> I don't want to return my TV, I want to sue them for the theft of my functional TV and replacement with a superficially similar but vastly inferior alternative.
So you want to file a lawsuit for damages that would be limited to the value of your TV (possibly reduced by the value of the substitute), instead of getting a refund of the purchase price of your TV?
Other than enriching a lawyer, what benefit would that provide you?
Vendors that have a large amount of returns are often penalized by the store. Returning the product (if possible) would have a much bigger impact than you getting a $10 merchandise credit to cover the value of the “change in functionality”. You’d also have more money to buy a different TV…
But having to return something is an impact on me, and they know that statistically most of I will probably not bother.
There should be some sort of penalty for inflicting the damage after the sale besides merely nulling the sale.
Now I have to find another tv, and until I finish the return and shop and install process, I have either a defective tv or no tv, which screwed up any plans I made involving it.
Meanwhile, I did not get to mess with the money I paid for the tv after I paid it. It went into the manufacturers posession and I never got to touch it again, take some back, change the interest rate it's earning, change what stocks or equipment it was spent on...

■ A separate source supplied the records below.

PR #7292, opened 2022-04-22
feat(table): update sortable demo to align with core

### LINKED ISSUE #7272: Feat(Table): Full screen demo for sortable

jenny-s51:
**What**: Closes #7272 

**Additional issues**:


mmenestr:
Is this demo the one I'm supposed to be checking for this PR? https://patternfly-react-pr-7292.surge.sh/components/table#composable-sortable---custom-control

mcoker:
@mmenestr it's this one

https://patternfly-react-pr-7292.surge.sh/components/table/react-demos/sortable---responsive/

wise-king-sullyman (commented):
Is this the right core demo to be looking at? https://www.patternfly.org/v4/components/table/html-demos/sortable

If so I'm not sure if these differences are substantive or not, but I notice a handful of differences between the demos still.

Areas of difference:
- Masthead logo
- Masthead toolbar items
- Breadcrumbs below the masthead
- Items in the toolbar group
- Checkboxes in the rows
- Pagination at the bottom of the table

wise-king-sullyman:
I'm seeing a `ReferenceError: number is not defined` error when navigating to the demo now.

wise-king-sullyman:
I'm still seeing a handful of differences in the toolbars, specifically at larger window widths. I.e.

image
 vs
 
image

I'm not sure if this is significant since this demo seems to focus on small window usage.

jenny-s51:
Thank you for your feedback @wise-king-sullyman ! I've added some changes that should make the toolbar and dashboard header align with the core demos more closely.

Per @tlabaj and @mcarrano, we are separating the implementation of additional toolbar logic from these table PRs. We will address that in an upcoming sprint as these must be resolved first:
- https://github.com/patternfly/patternfly-design/issues/1157 
- https://github.com/patternfly/patternfly-react/issues/7384

Please kindly re-review when you have a moment so we can prioritize getting these table changes in for the release 🙂

wise-king-sullyman (approved):
If the additional toolbar differences will be resolved in future issues this looks perfect 🔥

tlabaj (commented):
Looks pretty good.  Only thing I am seeing is the the "Responsive action hidden on small button" is not getting hidden on small for me.

gitdallas (approved):

tlabaj (changes requested):
@jenny-s51 this still is not working correctly.  I am also noticing that the structure does not match core.  Core's toolbar seems to be in a card and this one is not.  I am also seeing other discrepancies lie that toolbar content section in core has "pf-m-nowrap" applied.

tlabaj (changes requested):
It is looking better!  however I see the "sort" button disappearing when the screen is very small (phone size) 

image

Here it shows when it is bigger (tablet size).

image

mcarrano:
Good catch @tlabaj 

@jenny-s51 for reference, this core demo shows how sorting should behave when the view port shrinks: https://www.patternfly.org/v4/components/table/html-demos/sortable/  Basically a sort menu is exposed in the toolbar after the table converts to its stacked orientation.

jenny-s51:
@tlabaj @mcarrano I've updated with a fix that keeps the sort menu in the toolbar when using a phone size viewport.

mcarrano (approved):
This looks great. Thanks @jenny-s51 !

tlabaj (changes requested):
The responsive behaviour is still slightly off.  I see the sorting button before the table transitions to a stacked layout.

image

packages/react-table/src/demos/Table.md
```diff
@@ -2397,52 +2394,77 @@ ComposableTableSortable = () => {
...
+                          onSelect: (_event, isSelecting) => onSelectNode(row, rowIndex, isSelecting),
+                          isSelected: isNodeSelected(row)
+                        }}
+                      />
+                      <Td dataLabel={columns[0]}>
+                        <div>{row[0]}</div>
+                        <a href="#">siemur/test-space</a>
+                      </Td>
+                      <Td dataLabel={columns[1]}>
+                        <CodeBranchIcon key="icon" /> {row[1]}
```
mcoker, line 2444: Just a nit, but looks like this whitepsace character between the icon and text is getting removed. Is there a way to preserve that? I suppose we could use `&nbsp;`, though not sure if there are downsides to that. We could also use a flex layout with an `xs` or `sm` spacer - I think an `sm` spacer looks better there anyways.

@mcarrano wdyt? This first cell has a small spacer between the icon and number after it. The other cells just use a whitespace (single space) character between the icon and number.

Screen Shot 2022-05-11 at 5 16 27 PM

packages/react-table/src/demos/Table.md
```diff
@@ -2397,52 +2394,77 @@ ComposableTableSortable = () => {
...
+                        sortBy: {
+                          index: activeSortIndex,
+                          direction: activeSortDirection
+                        },
+                        onSort,
+                        columnIndex
+                      }
+                    };
+                    return (
+                      <Th key={columnIndex} {...sortParams}>
```
mcoker, line 2421: The core demo starts off with the first column header `<th>` marked as sorted. The react demo content is also visually sorted by the first column, but the column header isn't marked as sorted.

mcoker (approved):
This LGTM, left a few comments but none are blockers.

packages/react-table/src/demos/Table.md
mcarrano: Ah, I see what you mean @mcoker Which do you feel is more correct? Agree that these should be consistent. We talked about creating a common data set for all these demos so we shouldn't need to be implementing one-off fixes for things like this.

mcoker: @mcarrano since the core and react examples can handle whitespace differently, it's probably best practice to use a layout for these icons. It also gives us control over the spacing, alignment, etc. For example, we use a flex layout  for icons + text in the card demos

Screen Shot 2022-05-12 at 9 05 25 AM

packages/react-table/src/demos/Table.md
jenny-s51: Nice catch - updated!

packages/react-table/src/demos/Table.md
jenny-s51: Using a `Flex` layout here is a great idea @mcoker ! I've updated this code to wrap the row data and icons with `Flex` using a `sm` spacer as you suggested/preferred.

packages/react-core/src/demos/examples/DashboardHeader.js
```diff
@@ -127,6 +128,11 @@ export default class DashboardHeader extends React.Component {
                 <AttentionBellIcon />
               </Button>
             </ToolbarItem>
+            <ToolbarItem>
+              <Button aria-label="Notifications" variant={ButtonVariant.plain}>
```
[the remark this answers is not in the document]
jenny-s51: I've updated these button definitions to use the structure you specified 👍

packages/react-table/src/demos/Table.md
mcoker: It's so pretty now!

packages/react-core/src/demos/examples/DashboardHeader.js
```diff
@@ -123,20 +124,17 @@ export default class DashboardHeader extends React.Component {
             spacer={{ default: 'spacerNone', md: 'spacerMd' }}
           >
             <ToolbarItem>
-              <Button aria-label="Notifications" variant={ButtonVariant.plain}>
-                <AttentionBellIcon />
-              </Button>
+              <Button aria-label="Notifications" variant={ButtonVariant.plain} icon={<AttentionBellIcon />} />
+            </ToolbarItem>
+            <ToolbarItem>
+              <Button aria-label="App launcher" variant={ButtonVariant.plain} icon={<ThIcon />} />
```
mcoker, line 130: In core we use the app launcher component here - that seems to make sense. Though I suspect that should be a menu toggle/menu combo?

packages/react-core/src/demos/examples/DashboardHeader.js
```diff
@@ -123,20 +124,17 @@ export default class DashboardHeader extends React.Component {
...
             </ToolbarItem>
             <ToolbarGroup variant="icon-button-group" visibility={{ default: 'hidden', lg: 'visible' }}>
               <ToolbarItem>
-                <Button aria-label="Settings actions" variant={ButtonVariant.plain}>
-                  <CogIcon />
-                </Button>
+                <Button aria-label="Settings actions" variant={ButtonVariant.plain} icon={<CogIcon />} />
```
mcoker, line 134: This is a dropdown in core. I don't know that the "actions" text is helpful either, seems like "Settings" is fine and that's what it is in core.

packages/react-core/src/demos/examples/DashboardHeader.js
```diff
@@ -123,20 +124,17 @@ export default class DashboardHeader extends React.Component {
...
               </ToolbarItem>
               <ToolbarItem>
-                <Button aria-label="Help actions" variant={ButtonVariant.plain}>
-                  <QuestionCircleIcon />
-                </Button>
+                <Button aria-label="Help actions" variant={ButtonVariant.plain} icon={<QuestionCircleIcon />} />
```
mcoker, line 137: This is also a dropdown in core, and label is "Help".

packages/react-core/src/demos/examples/DashboardHeader.js
```diff
@@ -123,20 +124,17 @@ export default class DashboardHeader extends React.Component {
             spacer={{ default: 'spacerNone', md: 'spacerMd' }}
           >
             <ToolbarItem>
-              <Button aria-label="Notifications" variant={ButtonVariant.plain}>
-                <AttentionBellIcon />
-              </Button>
+              <Button aria-label="Notifications" variant={ButtonVariant.plain} icon={<AttentionBellIcon />} />
```
mcoker, line 127: Can we just use the regular bell icon here? I'm pretty sure this would need to turn red (`variant="attention"`) if the attention bell icon is used.

mcoker (approved):
Looks super duper! Double approved. Though I did notice a couple of things with the actions in the header - I think we can remove "actions" from 2 of the buttons' aria-labels, and all but the notification bell have menus - I'm assuming we should make menus for those?

Also with the notification badge, we should just use the default bell, as the attention bell is intended to convey state. And I'm assuming we want that button to toggle a notification drawer?

I'm not sure if some of these issues (maybe making menus out of the actions and implementing a notification drawer?) are part of separate efforts? Just things I noticed so wanted to mention them. Again, nothing is blocking - it's all pre-existing and dashboard wrapper stuff unrelated to the table.

tlabaj:
I agree Jenny updating the wrapper is outside the scope of this PR.  I have created this issue #7429

mmenestr (approved):

mcoker (changes requested):
Looks like the sort icon is hidden on xs (< sm breakpoint) viewports - I think this line can just be updated to `{{ md: 'hidden' }}`?

https://github.com/patternfly/patternfly-react/blame/1e7104949ff012ac1246d2eb65250131458b653e/packages/react-table/src/demos/Table.md#L2282

mcoker (approved):
LGTM! Great job on this!!

tlabaj (approved):
Looks great Jenny!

Being able to return for refund is great, but it doesn't actually make you whole, and the damage done to your property and your use of your property was deliberate and unnecessary. (not an accident or honest failure or act of god, but a knowing choice to damage property owned by someone else.)
Getting the money back and no more is like getting punched in the face, and all you get for that is you get to make them stop punching you in the face.
And the damage may or may not be a mere trivial annoyance.
This is a contrived example, but ALL examples are contrived and yet countless real examples exist and happen all the time, so the contrived nature is irrelevant:
What if for example the tv were used as part of a recording process monitoring a long-running experiment that was either very expensive to set up, or whose results are important, not just money important but Important, and can't be replicated except by starting over which may require time no one has like years, and the banner ad obscured a critical part of the image and blew the whole process?
You can't just say "you shouldn't construct something so important with consumer parts". It's true but it doesn't get the property damager off the hook, since it's still a fact that the damage didn't happen by itself as a natural proprerty of the fact that a device was sourced from BestBuy, the damage happened because the manufacturer chose to actively cause the damage.
Maybe. I think it brings about more schadenfreude to just see their sales tank when they realize that maybe people don't want their tv owner to show pop ups on what should simply be a means of presenting content from other services.
Their sales won't tank, because this will start to get rolled out across the industry. They might take a hit for being the first mover, but once this is normalized they will ride the same gravy train as everyone else.
This is classic industrial organization economics. These companies know that they are all in tacit collusion agreements with each other. It's not hard to set up "repeated prisoner's dilemma"-type games where collusion is the dominant strategy.
Basically, as long as companies know that it's in their long-term best interest to all do the same thing, then they will all do the same thing, even if it might yield some extra profit in the short term to deviate.
The only way to stop this garbage is to make it so bad for companies to engage in this behavior that the costs outweigh the benefits. Given the above situation, where the supply of alternative goods is likely to dry up, the only other forms of recourse are punitive court damages or prohibitive policy/law from a suitably powerful government.
that's certainly possible, but I don't think it's an inevitability. For example, Samsung tried the exact same thing in the mobile space, despite holding a much more dominant position in the market than Vizio in TV's. But the rest of the competition didn't follow suit. Even amongst billion dollar coporations, a prisoner dilemma still has that allure to suddenly have one "defector" (or more) turn around and suddenly proclaim "hey we aren't doing X bad thing!". Technical details may go over consumer's heads more of the time, but ads is a near universal experience in a first world country. Marketing something as "we don't have ads" would be understood quickly.
But maybe it's just my cynicism of the modern court system that makes the suing solution sound like a waste of an individual's time and money, only to end up with nil in terms of industry impact. If that user is a very outspoken millionaire ready to fight, I welcome it. But I'm unsure if that sort of user is around these parts making comments dreaming of such opportunities.
Class action normally means you get even a smaller nothing than you would get in a direct action, but, if you win, your lawyers, despite the reduced per-plaintiff recovery, get many times more than they would in a direct action. (It also means that, for N plaintiffs, the defendant, if they lose pays an amount x where 1 << x << N times the amount they would pay with one plaintiff.)
Actually, what you probably want is a mass direct action, not endless individual lawsuits, but, first, you want a legal rule of recovery far better than you would get even for actually taking back the TV under current law.
Not in small claims court. At least not in my jurisdiction. You can seek monetary damages in (presumably) any jurisdiction but not necessarily return of property.
So you want to file a lawsuit for damages that would be limited to the value of your TV (possibly reduced by the value of the substitute), instead of getting a refund of the purchase price of your TV?
Other than enriching a lawyer, what benefit would that provide you?